→ PROBLEM REQUIREMENTS: Run through the records and, wherever a line holds the word "number", return that line.

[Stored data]
PR #42, opened 2018-03-06
Fix to prevent start listening on error pages

amit-mb:


app/popup.tsx
```diff
@@ -58,17 +58,17 @@ export class Popup extends React.Component<POPUP_PROPS & DispatchProps, {}> {
     if (this.props.enabled) {
       MessageService.disableLogging(this.props.tabUrl, this.props.tabId);
       this.props.updateField("enabled", false);
-    } else {
+    }
+    else if (this.isUrlInValid(this.props.tabUrl)) {
```
revathskumar: no need for else. you can move this block up and return;

revathskumar:
@amit-mb We already have a test case. So we don't need to add new one instead we might need to update one. Once you fix the other comment. lets discuss.

app/__tests__/popup.test.jsx
```diff
@@ -113,6 +112,7 @@ describe("Popup", () => {
       expect(localProps.errorNotify).toHaveBeenCalledWith(
         "Cannot Start Listening on chrome://version"
       );
+      expect(localProps.enabled).toEqual(false)
```
revathskumar: instead of this **a better test** will be to make sure we are not calling `disableLogging` or `getRequests`

app/__tests__/popup.test.jsx
```diff
@@ -113,6 +112,10 @@ describe("Popup", () => {
       expect(localProps.errorNotify).toHaveBeenCalledWith(
         "Cannot Start Listening on chrome://version"
       );
+      expect(localProps.enabled).toEqual(false);
```
revathskumar: this is not required.

app/__tests__/popup.test.jsx
```diff
@@ -113,6 +112,10 @@ describe("Popup", () => {
...
+      expect(MessageService.enableLogging).toHaveBeenCalledTimes(0)
+      expect(MessageService.disableLogging).toHaveBeenCalledTimes(0)
```
revathskumar: `expect(MessageService.disableLogging).not.toHaveBeenCalled()`

app/__tests__/popup.test.jsx
```diff
@@ -113,6 +112,10 @@ describe("Popup", () => {
       expect(localProps.errorNotify).toHaveBeenCalledWith(
         "Cannot Start Listening on chrome://version"
       );
+      expect(localProps.enabled).toEqual(false);
+      expect(MessageService.enableLogging).toHaveBeenCalledTimes(0)
```
revathskumar: Instead check for `getRequests`.

app/__tests__/popup.test.jsx
```diff
@@ -113,6 +112,10 @@ describe("Popup", () => {
...
+      expect(MessageService.disableLogging).toHaveBeenCalledTimes(0)
+      expect(localProps.startListening).toHaveBeenCalledTimes(0);
```
revathskumar: Not required.

PR #43, opened 2018-03-08
Attach-event-handlers-to-set-props

amit-mb:


app/Intercept_Components/InterceptTextBox.tsx
```diff
@@ -1,25 +1,51 @@
 import * as React from 'react'
 
 export const InterceptTextBox = props => {
-  console.log(props)
   let responseText = "{msg:hello}";
+  const checkResponseExists = (index) => {
+    if(props.ResponseText[index]){
```
revathskumar: Why are we still using `index`? we already had discussion and decided to go with request id.

app/Intercept_Components/InterceptTextBox.tsx
```diff
@@ -1,25 +1,51 @@
...
+      return props.ResponseText[index]
+    }else{
+      return responseText
```
revathskumar: name it as `defaultResponseText`.

app/Intercept_Components/InterceptTextBox.tsx
```diff
@@ -1,25 +1,51 @@
...
+    }
+  }
+  const checkStatusCode = (index) => {
```
revathskumar: Please don't define methods like this. If you need instance method use the `class` syntax.

app/Intercept_Components/InterceptTextBox.tsx
```diff
@@ -1,25 +1,51 @@
...
         value="Intercept"
         onClick={props.handleIntercept.bind(
           this,
           props.rowProps.url,
           props.rowProps.method,
-          responseText,
-          200
-        )}
+          checkResponseExists(props.rowProps.checkbox.requestId),
+          checkStatusCode(props.rowProps.checkbox.requestId)
```
revathskumar: instead of calling this method `props.interceptStatus[index] || 200` will do.

app/actions/index.ts
```diff
@@ -34,4 +36,10 @@ export function handleCheckToggle(reqId:number, checked:boolean){
 }
 export function handleCheckedRequests(tabId:number,requests:Array<any>){
   return {type: INTERCEPT_CHECKED , payload : requests}
+}
+export function handleStatusCodeChange(value:string, rowIndex:number){
+  return {type: STATUSCODE_CHANGE , payload : {value, rowIndex} }
```
revathskumar: why are we using rowIndex?

app/content.ts
```diff
@@ -64,21 +64,32 @@ class Intercept {
...
+      // If the filter returns true, the request will not be faked - leave original
+      this.server.xhr.addFilter(function(method, url, async, username, password) {
+        const result = (request.url === url)
+        return !result
+      });
+      this.server.respondWith((xhr, id) => {
+        xhr.respond(200, { "Content-Type": "application/json" },'[${JSON.stringify(request.responseText)}]')
+      })
+    }
+    window.interceptor2 = new sinonSingleHandler(${JSON.stringify(request)});
```
revathskumar: why name as interceptor2?

app/content.ts
```diff
@@ -64,21 +64,32 @@ class Intercept {
...
+      this.server = sinon.fakeServer.create({ logger: console.log });
+      this.server.autoRespond = true;
+      this.server.xhr.useFilters = true;
+      // If the filter returns true, the request will not be faked - leave original
+      this.server.xhr.addFilter(function(method, url, async, username, password) {
+        const result = (request.url === url)
+        return !result
+      });
+      this.server.respondWith((xhr, id) => {
+        xhr.respond(200, { "Content-Type": "application/json" },'[${JSON.stringify(request.responseText)}]')
```
revathskumar: Are we injecting this script for each recorded request.
If that is the case we are doing it wrong. 
once script will be injected for each time we say intercept. all the request selected will be handled by that.

app/popup.tsx
```diff
@@ -80,9 +84,16 @@ export class Popup extends React.Component<POPUP_PROPS & DispatchProps, {}> {
     this.props.handleCheckToggle(reqId, presentCheckedState)
   };
 
+  handleRespTextChange = (value, rowIndex) =>{
+    this.props.handleRespTextChange(value, rowIndex)
```
revathskumar: Don't use rowIndex

app/request_list.tsx
```diff
@@ -81,8 +85,10 @@ const RequestList = (props: RequestObj) => {
       showPaginationTop={false}
       showPaginationBottom={true}
       pageSize={10}
+      freezeWhenExpanded={true}
       SubComponent={row => (
-        <InterceptForm rowProps={row} handleIntercept={props.handleIntercept} />
+        <InterceptForm freezeWhenExpanded={true} rowProps={row} handleIntercept={props.handleIntercept} handleStatusCodeChange={props.handleStatusCodeChange} handleRespTextChange={props.handleRespTextChange} ResponseText={props.ResponseText}
```
revathskumar: use defaultProp and instead of `freezeWhenExpanded={true}` just use `freezeWhenExpanded`

app/Intercept_Components/InterceptTextBox.tsx
amit-mb: I have used requestId as you said and that is what is passed in the call. Will change the names and push the changes

revathskumar:
@amit-mb Adding tests take it as different task.

PR #4, opened 2019-06-28
Build on Windows.

jdm:
Completely untested, but the libraries now build at least.


openxr/Cargo.toml
```diff
@@ -26,6 +26,9 @@ libc = "0.2.50"
 shared_library = { version = "0.1.9", optional = true }
 void = "1"
 
+[target.'cfg(windows)'.dependencies]
+winapi = { version = "0.3", features = [] }
+
```
Ralith: Is this needed, given that we get the types from `sys::platform`?

PR #5, opened 2019-07-19
Add basic d3d11 bindings.

jdm:
This compiles but is untested so far.

### DIFF
--- a/openxr/src/graphics/d3d.rs
+++ b/openxr/src/graphics/d3d.rs
@@ -1,0 +1,103 @@
+use std::{mem, ptr};
+
+use sys::platform::*;
+
+use crate::*;
+
+/// The D3D11 graphics API
+///
+/// See [`XR_KHR_d3d11_enable`] for safety details.
+///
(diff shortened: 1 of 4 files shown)


openxr/src/graphics/d3d.rs
```diff
@@ -0,0 +1,102 @@
...
+    }
+}
+
+#[derive(Copy, Clone)]
+pub struct Requirements {
+    pub adapter_luid: LUID,
+    pub min_feature_level: D3D_FEATURE_LEVEL,
+}
+
+pub struct SessionCreateInfo {
```
Ralith: Any reason this shouldn't be `Copy + Clone`?

jdm: Not that I can see.

Ralith: Reasonable thing to expose by default, I think.

jdm: Fixed.

PR #12, opened 2019-11-08
Updated OpenXR SDK, added some QoL improvements

Limeth:
Updated OpenXR SDK, so that it can be built with Microsoft Visual Studio C++ Build Tools.
Fixed the build.rs build script.
Ignored target build directories of subcrates.
Added Cargo.lock to .gitignore.
Added a From tuple impl for Version.

Only tested on Windows.


Ralith:
Thanks!

PR #18, opened 2020-03-21
High level API for unknown extensions, update to 1.0.7

Ralith:


generator/src/main.rs
```diff
@@ -1350,17 +1350,19 @@ impl Parser {
...
             use crate::*;
 
             /// A subset of known extensions
-            #[derive(Debug, Copy, Clone, Eq, PartialEq, Default)]
+            #[derive(Debug, Clone, Eq, PartialEq, Default)]
             #[non_exhaustive]
             pub struct ExtensionSet {
                 #(#ext_set_fields)*
+                /// Extensions unknown to the high-level bindings
+                other: Vec<String>,
```
Manishearth, line 1365: Should this have been public?

Ralith: Whoops!

PR #24, opened 2020-04-23
Draft support for hand tracking

Manishearth:
I wrote some support for hand tracking using updated microsoft XML files. I wasn't quite sure how you'd want to structure this, features-wise, so I did it unconditionally as an example.

@Ralith would you like to take this PR and make it feature-conditional in the way you would like?


generator/src/main.rs
```diff
@@ -25,7 +25,7 @@ fn main() {
     args.next().unwrap();
     let mut source = File::open(args.next().map(PathBuf::from).unwrap_or_else(|| {
         Path::new(env!("CARGO_MANIFEST_DIR"))
-            .join("../sys/OpenXR-SDK/specification/registry/xr.xml")
+            .join("xr.xml")
```
Ralith, line 28: The commit that adds the new files should be squashed into this one to make it practical to review the changes in the generated output.

Ralith:
Sure, I can try hacking this up a bit. May not get to it for a few days though.

Ralith:
My initial thought is that we can probably modify the generator to feature-guard a blacklisted set of extensions, which will make a good foundation.

generator/src/main.rs
Manishearth: it is?

Manishearth:
Sounds good, I'm not in a particular rush. I managed to get this working and I mostly just wanted to have a proof of concept.

Blacklisting extensions could work, though we need to blacklist all of the associated types as well.

I was thinking we have two sets of generated files, one for the regular xr.xml and one for the Microsoft one (They'll have it in their repo as well soon, I think), and feature flags to flip between the two. `openxr` also has feature flags that toggle the hand tracking (and future other extension) types in tandem

Manishearth:
@Ralith any updates? if we can get the conditional compilation set up I can start working on the external APIs for most of the extension features :smile:

Ralith:
Been a bit busy, but it's still on my list!

Manishearth:
Good to hear!

In the meantime we're going to use a forked version, but hope to revert back once all the patches land.

Ralith:
Folded into #30. Please review!

PR #35, opened 2020-07-29
Add simple Vulkan example

Ralith:


openxr/examples/vulkan.rs
```diff
@@ -0,0 +1,649 @@
...
+            .next()
+            .expect("Vulkan device has no graphics queue");
+
+        let vk_device = vk_instance
+            .create_device(
+                vk_physical_device,
+                &vk::DeviceCreateInfo::builder()
+                    .queue_create_infos(&[vk::DeviceQueueCreateInfo::builder()
+                        .queue_family_index(queue_family_index)
+                        .queue_priorities(&[1.0])
```
msiglreith, line 151: I think this causes issues in release builds

edit: there are similar instances below as well

Ralith: Can you be more specific?

openxr/examples/vulkan.rs
```diff
@@ -0,0 +1,649 @@
...
+                    )
+                    .unwrap()
+            })
+            .collect::<Vec<_>>();
+
+        // Main loop
+        let mut swapchain = None;
+        let mut event_storage = xr::EventDataBuffer::new();
+        let mut session_running = false;
+        // Index of the current frame, wrapped by PIPELINE_DEPTH. Not to be confused with the
```
Stygeon, line 352: Love this comment.

openxr/examples/vulkan.rs
```diff
@@ -0,0 +1,649 @@
...
+                .vulkan_graphics_device(system, vk_instance.handle().as_raw() as _)
+                .unwrap() as _,
+        );
+
+        let queue_family_index = vk_instance
+            .get_physical_device_queue_family_properties(vk_physical_device)
+            .into_iter()
+            .enumerate()
+            .filter_map(|(queue_family_index, info)| {
+                if info.queue_flags.contains(vk::QueueFlags::GRAPHICS) {
```
Stygeon, line 136: I don't see another queue anywhere - don't you have to check for presentation capabilities? I assume this is not an issue here and related to the xr part.

openxr/examples/vulkan.rs
```diff
@@ -0,0 +1,649 @@
...
+                }
+            }
+
+            if !session_running {
+                // Don't grind up the CPU
+                std::thread::sleep(Duration::from_millis(100));
+                continue;
+            }
+
+            let state = frame_wait.wait().unwrap();
```
Stygeon, line 406: Maybe using an xr prefix could make this clearer. This confused me for a hot second before I realised it's not a vulkan helper. Since the vulkan stuff is mostly prefixed, maybe prefixing the xr stuff would be more consistent.

openxr/examples/vulkan.rs
```diff
@@ -0,0 +1,649 @@
...
+                    .end(
+                        state.predicted_display_time,
+                        xr::EnvironmentBlendMode::OPAQUE,
+                        &[],
+                    )
+                    .unwrap();
+                continue;
+            }
+
+            if swapchain.is_none() {
```
Stygeon, line 420: Very nice idea to use an option type for the swap chain. Makes it clear how to signal that it should be recreated.

openxr/examples/vulkan.rs
msiglreith: Sry! build() will discard the lifetime information and then it is not ensured that the temporary array [1.0] will live long enough, I believe. At least I faced this issue a few times already in prior rust/ash version. In release mode this tend to cause issues then as the memory gets reused.

openxr/examples/vulkan.rs
```diff
@@ -0,0 +1,649 @@
...
+                                    &vk::ImageViewCreateInfo::builder()
+                                        .image(color_image)
+                                        .view_type(vk::ImageViewType::TYPE_2D)
+                                        .format(COLOR_FORMAT)
+                                        .subresource_range(vk::ImageSubresourceRange {
+                                            aspect_mask: vk::ImageAspectFlags::COLOR,
+                                            base_mip_level: 0,
+                                            level_count: 1,
+                                            base_array_layer: 0,
+                                            layer_count: 2,
```
Stygeon, line 464: 2 for left and right viewports, I assume?

openxr/examples/vulkan.rs
```diff
@@ -0,0 +1,649 @@
...
+                        .collect(),
+                });
+            }
+            let swapchain = swapchain.as_mut().unwrap();
+            let image_index = swapchain.handle.acquire_image().unwrap();
+            swapchain.handle.wait_image(xr::Duration::INFINITE).unwrap();
+
+            // Ensure the last use of this frame's resources is 100% done
+            vk_device
+                .wait_for_fences(&[fences[frame]], true, !0)
```
Stygeon, line 491: Probably nitpicking since !0 should be clear enough, but maybe using an explicit max value would be even clearer.

openxr/examples/vulkan.rs
```diff
@@ -0,0 +1,649 @@
...
+            let scissors = [vk::Rect2D {
+                offset: vk::Offset2D { x: 0, y: 0 },
+                extent: swapchain.resolution,
+            }];
+            vk_device.cmd_set_viewport(cmd, 0, &viewports);
+            vk_device.cmd_set_scissor(cmd, 0, &scissors);
+
+            // Draw the scene. Multiview means we only need to do this once, and the GPU will
+            // automatically broadcast operations to all views. Shaders can use `gl_ViewIndex` to
+            // e.g. select the correct view matrix.
```
Stygeon, line 537: Nice comments.

openxr/examples/vulkan.rs
Ralith: Indeed, the OpenXR runtime is responsible for shuffling the swapchain image wherever it needs to be for the user to actually see it.

openxr/examples/vulkan.rs
Ralith: `build()` below is mandatory because we're populating an array of `DeviceQueueCreateInfo`s. The use of temporaries here and below is sound because temporaries [are guaranteed to outlive the statement they occur in](https://doc.rust-lang.org/reference/expressions.html#temporaries), which is the only context in which they are accessed.

openxr/examples/vulkan.rs
Ralith: Good thought.

openxr/examples/vulkan.rs
Ralith: Made this a little more explicit.

PR #38, opened 2020-08-08
Fix android

Jake-Shadle:
The `jobject` type is part of the signature of an Android function, this just adds a dependency on the `jni` crate and reexports that type so that Android can compile successfully.

Let me know if you want me to add a build check for Android in CI.


Ralith:
Great catch, thanks! CI coverage for Android would be very welcome; this is certainly one of the highest-risk areas for future silent breakage otherwise.

Jake-Shadle:
Cool, I'll do that tomorrow then.

Jake-Shadle:
Ok, I _think_ that should work to build android on ubuntu, but skip tests, but the actions being run for this PR are from the master branch so can't say for certain.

→ SOLUTION FOR THIS TASK:
@@ -34,4 +36,10 @@ export function handleCheckToggle(reqId:number, checked:boolean){
 export function handleCheckedRequests(tabId:number,requests:Array<any>){
+export function handleStatusCodeChange(value:string, rowIndex:number){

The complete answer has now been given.